А вот вам случай не гипотетический.

Я прохожу по коридору отделения и слышу грохочущий мат Поккална и жалкий лепет оправдания из уст т. Левина, моего начальника колонны. Мне ничего не нужно у Поккална, но мне нужно произвести должное впечатление на Левина. Поэтому я вхожу в кабинет Поккална, конечно без доклада и без очереди, бережно обхожу вытянувшегося в струнку Левина, плотно усаживаюсь в кресло у стола Поккална, закидываю ногу за ногу и осматриваю Левина сочувственно покровительственным взглядом: и как это тебя, братец, так угораздило…

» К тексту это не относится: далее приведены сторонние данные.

PR #94, opened 2023-10-24
Add interactive demo for lens source

ConnorStoneAstro:
This is a demo for the purposes of teaching gravitational lensing. It runs by calling: 
```
import caustic
caustic.demo.lens_source()
```

and will then show an interactive figure. I tried to get it working in a jupyter notebook but it was too buggy/choppy. Open to ideas.


ConnorStoneAstro:
@mjyb16 is working on a superior demo system, so this PR is no longer needed

PR #112, opened 2023-12-08
test: Adding test for quick test

ConnorStoneAstro:
This just makes sure that the quick test runs, and makes sure that our code coverage doesnt get angry

### DIFF
--- a/tests/test_base.py
+++ b/tests/test_base.py
@@ -3,6 +3,7 @@ import numpy as np
 
 from caustics.cosmology import FlatLambdaCDM
 from caustics.lenses import SIE
+from caustics import test as mini_test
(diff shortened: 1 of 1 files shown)


tests/test_base.py
```diff
@@ -34,3 +35,6 @@ def test():
 
     assert torch.all((sp_x - bx).abs() < 1e-3)
     assert torch.all((sp_y - by).abs() < 1e-3)
+
+def test_quicktest():
```
lsetiawan, line 39:
```suggestion
def test_quicktest():
    """Testing the test for install validation"""
```

lsetiawan (approved):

Теперь несколько разъяснений.

Я живу в бараке номер 15, и надо мной в бараке существует начальство – статистик, староста барака и двое дневальных, не говоря о выборном начальстве, вроде, например, уполномоченного по борьбе с прогулами, тройки по борьбе с побегами, тройки по соревнованию и ударничеству и прочее. Я между всем этим начальством, как лист, крутимый бурей. Дневальный, например, может поинтересоваться: почему я, уезжая в двухдневную командировку, уношу особой двухпудовый рюкзак и даже поковыряться в нем. Вы понимаете, какие будут последствия, если он поковыряется! Тройка по борьбе с побегами может в любой момент учинить мне обыск. Староста барака может погнать меня на какое-либо особо неудобное дежурство, на какой-нибудь субботник по чистке отхожих мест, может подложить мне всяческую свинью по административной линии. Начальник колонны может погнать на общие работы, может пересадить меня в какой-нибудь особо дырявый и уголовный барак, перевести куда-нибудь моего сына, зачислить меня в филоны или в антиобщественные и антисоветский элементы и вообще проложить мне прямую дорожку на Лесную Речку. Над начальником колонны стоит начальник Урча, который с начальником колонны может сделать больше, чем начальник колонны со мной, а обо мне уж и говорить нечего… Я возношусь мысленно выше и вижу монументальную фигуру начальника лагпункта, который и меня и Левина просто в порошок стереть может. Еще дальше – начальник отделения, при имени которого прилипает язык к горлу лагерника… Говоря короче, начальство до начальника колонны – это крупные неприятности, до начальника лагпункта – это возможность погребения заживо в каком-нибудь морсплаве, Лесной Речке, Поповом острове, девятнадцатом квартал. Начальник отделения – это уже право жизни и смерти. Это уже право на расстрел.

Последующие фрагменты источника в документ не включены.